Who’s getting the advantage

  • Cloud platforms that host marketplaces and clean rooms have a natural edge. They can combine compute, governance, and distribution in one place, which makes life easier for enterprises. Expect more partnerships and tighter vertical integrations.
  • Specialist synthetic‑data firms own a lot of the algorithmic IP. But their reach is limited if they can’t plug into enterprise distribution and be validated against real outcomes.
  • Ad‑tech buyers will experiment aggressively, looking for targeting lift. Early results will vary; some use cases will work well, others less so. The jury is still out when you line synthetic up against curated first‑party pools.

Investor notes

  • Companies that stitch together data access, governance, and compute look well positioned. Think data cloud plays and enterprise AI vendors with an operations mindset.
  • Don’t assume perpetual margins. Once synthetic generation becomes a standard checklist item, it’s easy for pricing pressure to kick in.
  • Watch for near‑term catalysts: regulatory enforcement stories, big advertiser pilots, or strategic deals between cloud giants and synthetic vendors.

Risks and counterpoints

Synthetic data lowers privacy exposure, but it’s not foolproof. Poorly designed generators can leak signals. And there’s a trade‑off between privacy and utility: a privacy‑optimized set might miss niche behaviors that matter for fraud detection or very specific ad segments.
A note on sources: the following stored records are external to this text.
PR #12180, opened 2026-07-13
fix: WebSocket message ordering & PostHog cross-subdomain cookie probe

wittjosiah:
## Summary

Two independent fixes surfaced while running Composer on a `*.pages.dev` preview deploy.

### `fix(edge-client)`: preserve WebSocket message arrival order during reassembly
WebSocket frames arrive in order, but converting frame data to bytes is async on the `Blob` fallback path (`blob.arrayBuffer()`), and concurrent conversions are not guaranteed to complete in arrival order. `WebSocketMuxer` segmented-message reassembly requires chunks to reach `receiveData` in arrival order, so out-of-order completion corrupts multi-chunk messages.

- Chain each message onto a `_receiveChain` promise so bytes reach `receiveData` in arrival order; a single bad message is caught and dropped rather than stalling the queue.
- Set `binaryType = 'arraybuffer'` so bytes are available synchronously, avoiding the async `blob.arrayBuffer()` read entirely on modern paths; `toUint8Array` gains an `ArrayBuffer` branch with the `Blob` path kept as fallback.
- Adds `edge-ws-connection.test.ts` covering both the out-of-order `Blob` race and the `ArrayBuffer` path.

### `fix(observability)`: disable PostHog cross-subdomain cookie probe
The PostHog `dmn_chk_*` cross-subdomain cookie probe fails on public-suffix hosts (e.g. `*.pages.dev` preview deploys) and spams the console. Set `cross_subdomain_cookie: false` to scope cookies to the exact host.

## Testing
- `moon run edge-client:test` — 35 passed (incl. new suite)
- `moon run edge-client:lint observability:lint` — clean

## Summary by CodeRabbit

- **Bug Fixes**
  - Improved WebSocket receive handling to preserve ordered, contiguous segmented-message reassembly when frames are multiplexed and delivered asynchronously.
  - Standardized binary payload decoding for WebSocket messages provided as `ArrayBuffer` or `Blob`.
  - Ensured receive-path failures and malformed messages don’t block subsequent message processing.
  - Reduced PostHog console warnings by preventing cross-subdomain cookie probing.
- **Tests**
  - Added Vitest coverage for segmented protobuf message reassembly for both `ArrayBuffer` and `Blob` frame delivery.

### DIFF
--- a/packages/core/mesh/edge-client/src/edge-ws-connection.ts
+++ b/packages/core/mesh/edge-client/src/edge-ws-connection.ts
@@ -184,16 +184,17 @@ export class EdgeWsConnection extends Resource {
         return;
       }
 
-      // Serialize processing so bytes reach `muxer.receiveData` in arrival order. The lock
-      // releases even if `_receiveMessage` throws, so a single bad message is logged and
-      // dropped instead of stalling every message queued after it.
-      void this._receiveMutex
-        .executeSynchronized(() => this._receiveMessage(event.data, muxer))
-        .catch((err) => log.catch(err));
+      // `_receiveMessage` serializes on `_receiveMutex`; `acquire` enqueues synchronously,
+      // so locks are taken in arrival order regardless of async conversion timing.
+      void this._receiveMessage(event.data, muxer).catch((err) => log.catch(err));
     };
   }
 
   private async _receiveMessage(data: WebSocket.Data, muxer: WebSocketMuxer): Promise<void> {
+    // Serialize processing so bytes reach `muxer.receiveData` in arrival order. The guard
+    // releases on scope exit even if processing throws, so a single bad message is logged
+    // and dropped instead of stalling every message queued after it.
+    using _guard = await this._receiveMutex.acquire();
     const bytes = await toUint8Array(data);
     this._recordBytes(0, bytes.byteLength);
     if (!this.isOpen) {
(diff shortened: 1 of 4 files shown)


packages/core/mesh/edge-client/src/edge-ws-connection.ts
```diff
@@ -170,23 +183,34 @@ export class EdgeWsConnection extends Resource {
...
-      if (!this.isOpen) {
-        return;
-      }
 
-      this._messagesReceived++;
+      // Chain each message onto the previous one so bytes reach `muxer.receiveData` in
+      // arrival order. Catching within the chained callback (rather than on
+      // `_receiveChain` itself) keeps `_receiveChain` resolved, so a single bad message
+      // is logged and dropped instead of stalling every message queued after it.
+      this._receiveChain = this._receiveChain.then(() =>
```
mykola-vrmchk: Not a fan of this pattern — we don't use it anywhere else in the codebase. If we could make _receiveMessage synchronous, we wouldn't need this workaround. Otherwise, might be cleaner to rewrite using locks syntax, which fits the codebase.

wittjosiah: Good call — rewrote it to use `Mutex.executeSynchronized` from `@dxos/async` (the codebase-standard lock) instead of the hand-rolled chain. Fully synchronous processing isn't possible while the async `Blob` fallback path in `toUint8Array` remains, so serialization is still needed there. Done in 4cd0c316ec.

wittjosiah: Switched to `using _guard = await this._receiveMutex.acquire()` inside `_receiveMessage` (matches the pattern in echo-host's edge replicators). Ordering still holds since `acquire` enqueues synchronously. 575fbbcaf9.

Some skeptics see synthetic as a temporary fix until robust first‑party ecosystems and mature clean rooms take over. I suspect both approaches will coexist — synthetic for scale and those edge cases where real data is scarce, first‑party for the high‑stakes personalization jobs.

A quick historical frame

This feels familiar if you remember the post‑GDPR scramble around 2018 or the ad‑tech disruption after browser cookie changes. Each wave created new vendor categories and widened the moat for players who control distribution and governance.
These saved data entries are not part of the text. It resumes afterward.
PR #12191, opened 2026-07-13
apps: convert todomvc & tasks to dedicated worker; fix iframe shell over effect-rpc

dmaretskyi:
## Summary

`todomvc` and `tasks` were broken on `main` — they still used the **shared-worker** services setup, and were completely unable to start after the effect-rpc worker migration (#12127).

This PR:

1. **Converts both apps to the dedicated-worker services mode** (coordinator `SharedWorker` + dedicated `Worker`), matching `composer-app` and the `persistentClientServices` preset. Each app now builds services via `createClientServices(..., { createDedicatedWorker, createCoordinatorWorker })` with `servicesMode: DEDICATED_WORKER`, referencing the prebuilt `@dxos/client/dedicated-worker` and `@dxos/client/coordinator-worker` entrypoints. The obsolete `shared-worker.ts` files are removed.

2. **Fixes the iframe shell (`shell='./shell.html'`) over effect-rpc.** While verifying, both apps hung on startup. Root cause: #12127 migrated the shell's `ClientServicesProxy` consumer to effect-rpc but left the app-side shell serving (`Client._shellClientProxy`) on the removed protobuf peer (`createProtoRpcPeer`). The mismatched channel flooded the protobuf decoder with `invalid wire type` errors and `client.initialize()` never completed, so nothing rendered.
   - `Client` now re-serves its services to the shell iframe over effect-rpc via `ClientRpcServer` + `makeHandlersFromRpc(this._services.rpc)` (mirroring the worker session), and closes it on teardown (the old proxy was never closed).
   - `runShell` provides the parent origin (`window.location.origin`) to the client-services iframe port. The old protobuf peer sent an `open` frame from both sides, which bootstrapped the port's origin; the effect-rpc server is passive, so without an upfront origin the shell's client can never post its first frame and the connection deadlocks (30s `RemoteServiceConnectionTimeout`). The shell is served same-origin with its host, so `window.location.origin` is correct.

   This path is only active for apps that embed the external iframe shell (todomvc, tasks); `composer-app` uses the in-process shell plugin and is unaffected.

## Verification

Driven end-to-end against the pre-installed Chromium (the sandbox has no WebSocket connectivity — see below):

- **Build/typecheck/lint** pass for `client`, `shell`, `todomvc`, `tasks`. Dedicated + coordinator worker chunks emit correctly in the production bundle.
- **todomvc boots fully** — `add-button`, `share-button`, `join-button`, `list`, `new-todo` render, with zero RPC decode errors (was: only `dxos-shell`, continuous `invalid wire type` flood, no `new-todo`).
- **The shell iframe renders** its full space-sharing panel (`spaces-panel.create-invitation`, `copy-invitation`, …) — previously its `#root` stayed empty and its client timed out.
- **tasks boots** with no RPC flood (empty home is expected — it doesn't auto-create a space).

The two-peer invitation e2e tests (`basic.spec.ts`) progress through invitation creation, auth-code generation, and guest acceptance, then stall at the guest↔host peer connection. This is **environmental**: the sandbox browser cannot open any WebSocket (both the edge signaling server and a generic public echo server time out at 12s), and the swarm requires WebSocket signaling. These tests are expected to pass in CI where WebSocket/WebRTC connectivity is available.

---
_Generated by [Claude Code](https://claude.ai/code/session_01FoSE3pDW2EeyUPZrQgq4jF)_

## Summary by CodeRabbit

- **New Features**
  - Improved RPC bridging for apps embedded in the external shell iframe.
  - Updated Tasks and TodoMVC to run client services in a dedicated-worker model with a coordinating shared worker.
- **Bug Fixes**
  - Fixed startup hangs in apps using the external shell iframe.
  - Prevented effect-RPC connection deadlocks by correctly providing parent origin for iframe communication.
  - Enhanced shell service (re)connection so services are re-served during app startup.


dmaretskyi:
Re: the open/close race finding — fixed `serveOverProtocol` (the helper this PR adds) with an `openPromise` guard in `25e9ec7d`: concurrent opens now share one init, and `close()` awaits an in-flight open before disposing.

I left the pre-existing `serve` and `ClientRpcServer` twins untouched: they're worker-framework code outside this PR's scope, and in practice `Client._open`/`destroy` are `@synchronized` so their open/close is serialized (the race isn't reachable through the client). Happy to apply the same guard to them uniformly if you'd prefer it handled here.

---

PR #12193, opened 2026-07-13
client-services: replace ServiceContext class with effect-native lifecycle

dmaretskyi:
## Summary

Now that the client service components are composed as Effect layers, the monolithic `ServiceContext` `Resource` class was redundant: its constructor took a bag of already-constructed components and cached them as fields, and a `serviceContextServiceLayer` existed purely to resolve ~20 tags and pass them in.

This removes that class and reshapes the orchestration to be effect-native:

- **Lifecycle moved out of the class into standalone functions** (`service-lifecycle.ts`). `open`/`close`, `createIdentity`/`_acceptIdentity`, `_setNetworkIdentity`, `_initialize`, storage-version check, profile broadcast, and the readiness gates are now plain functions that **resolve each component from its Effect tag on demand** (`runtime.runPromise(SpaceManagerService)`, `Effect.serviceOption(...)` for optionals) instead of reading cached `this.*` fields.
- **`ClientServicesHost` drives the lifecycle** and provides only the surface the RPC handlers need — `createIdentity`, `broadcastProfileUpdate`, readiness gates — via a slim new `ClientLifecycleService` tag. The `serviceContextServiceLayer` and `ServiceContextService` tag are gone.
- **`ServiceContext` is now an interface** (a handle over the resolved components) assembled by `makeServiceContext`, retained for the legacy `@deprecated` devtools, diagnostics, and test consumers so their surface is unchanged. `instanceof ServiceContext` in the invitation test utils becomes a structural check.
- `service-context.ts` keeps only the layer composition (`ServiceContextLayer`, storage/echo-host/replicator layers) and now exposes the component tags via a `ServiceContextComponents` union.

Behavior is preserved: the open/close ordering, identity flow, and readiness semantics are copied verbatim from the old class — only the source of each service (tag vs. cached field) changed.

## Scope note

This is the first of the requested changes (remove `ServiceContext`, move code up to the host, access tags instead of fields). The follow-up — turning the host's still-imperative construction of the signal manager, transport factory, and edge clients into Effect tags + layers — is intentionally left for a separate PR to keep this one reviewable.

Known minor follow-up: the `@trace.span()` lifecycle spans that decorated the old class methods are not reproduced on the standalone functions (decorators are class-only); tracing of the open/initialize sequence can be re-added separately if desired.

## Test plan

- `moon run client-services:build` — green
- `moon run client:build client-e2e:build` — green (downstream consumers of the `ServiceContext` handle)
- `moon run client-services:test` — 141 passed / 2 skipped, incl. `service-context`, device/space invitation, identity/spaces/devices/network service, and `service-host` tests
- `moon run client-services:lint` — clean; `oxfmt` applied

---
_Generated by [Claude Code](https://claude.ai/code/session_019oNWG13aYDMwR2h4nZBrEM)_

## Summary by CodeRabbit

* **New Features**
  * Introduced a dedicated client lifecycle surface to drive service open/close and identity initialization, including improved readiness gates for data spaces and edge agents.
  * Added Effect-layer factories for edge connection, edge HTTP client, signal manager, swarm network manager, and WebRTC transport.
  * Enabled exported storage-migration support as part of the client lifecycle flow.
* **Bug Fixes**
  * Improved invitation routing reliability by using a robust service-context discriminator.
* **Documentation / Refactor**
  * Refined devtools, spaces, metadata, and diagnostics APIs to use narrower context surfaces instead of broader service context.


packages/sdk/client-services/src/packlets/services/service-lifecycle.ts
```diff
@@ -0,0 +1,569 @@
...
+  ClientLifecycleService,
+  ClientLifecycle
+>() {}
+
+/**
+ * Handle over the composed component stack, extending {@link ClientLifecycle} with direct access to
+ * the resolved components. Retained for the legacy devtools / diagnostics / test consumers; the
+ * production RPC path depends only on {@link ClientLifecycle}.
+ */
+export interface ServiceContext extends ClientLifecycle {
```
dmaretskyi, line 202: break down legacy consumers to only depend on required components

packages/sdk/client-services/src/packlets/services/service-host.ts
```diff
@@ -271,45 +311,82 @@ export class ClientServicesHost {
...
+    const transportFactoryLayer = this._transportFactoryOverride
+      ? Layer.succeed(TransportFactoryService, this._transportFactoryOverride)
+      : RtcTransportFactoryLayer({
+          webrtcConfig: { iceServers: config.get('runtime.services.ice') },
+          iceProviders: config.get('runtime.services.iceProviders'),
+        });
 
-    const endpoint = config?.get('runtime.services.edge.url');
     if (endpoint) {
       const clientTag = resolveTelemetryTag(config);
```
dmaretskyi, line 390: use Layer.empty to simplify this code

packages/sdk/client-services/src/packlets/services/service-context.ts
```diff
@@ -7,102 +7,59 @@ import type * as SqlError from '@effect/sql/SqlError';
 import * as EffectContext from 'effect/Context';
```
dmaretskyi: looks like this file got small enough to be merged with service-host

packages/sdk/client-services/src/packlets/services/service-host.ts
dmaretskyi: Tried this, but `Layer.empty` can't collapse the two branches here. The edge composition genuinely *requires* `EdgeConnectionService`/`EdgeHttpClientService` (pulled in by the feed syncer, edge replicator, and edge signal manager), which the non-edge composition neither needs nor provides. `Layer`'s `ROut` is contravariant, so a `endpoint ? realEdgeClients : Layer.empty` ternary widens to a type that isn't seen as *providing* those services, and the requirement leaks — tsc rejects it (`Type 'EdgeConnectionService' is not assignable to type 'never'`). So the two branches are kept, with a comment noting the constraint. Open to a cleaner approach if you have one in mind.

---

Practical moves for companies

  • Pilot tests that measure utility against privacy costs across your core ML tasks. Don’t assume one generator fits all.
  • Invest in cryptographic clean rooms and federated learning so synthetic sets have a place to plug into.
  • Treat synthetic data as a layered product — one tool in a toolbox, not a single silver bullet.

Where this leaves us

Privacy rules aren’t the end of AI training data; they’re a market reset. Synthetic datasets, paired with clean‑room services and enterprise governance, are becoming a legitimate product line with revenue potential — but expect technical and regulatory friction along the way. For investors, the safer bet is not the flashiest generator but the vendor that weaves data access, legal compliance, and distribution into a sticky service.

Read this as a tactical map, not a prophecy.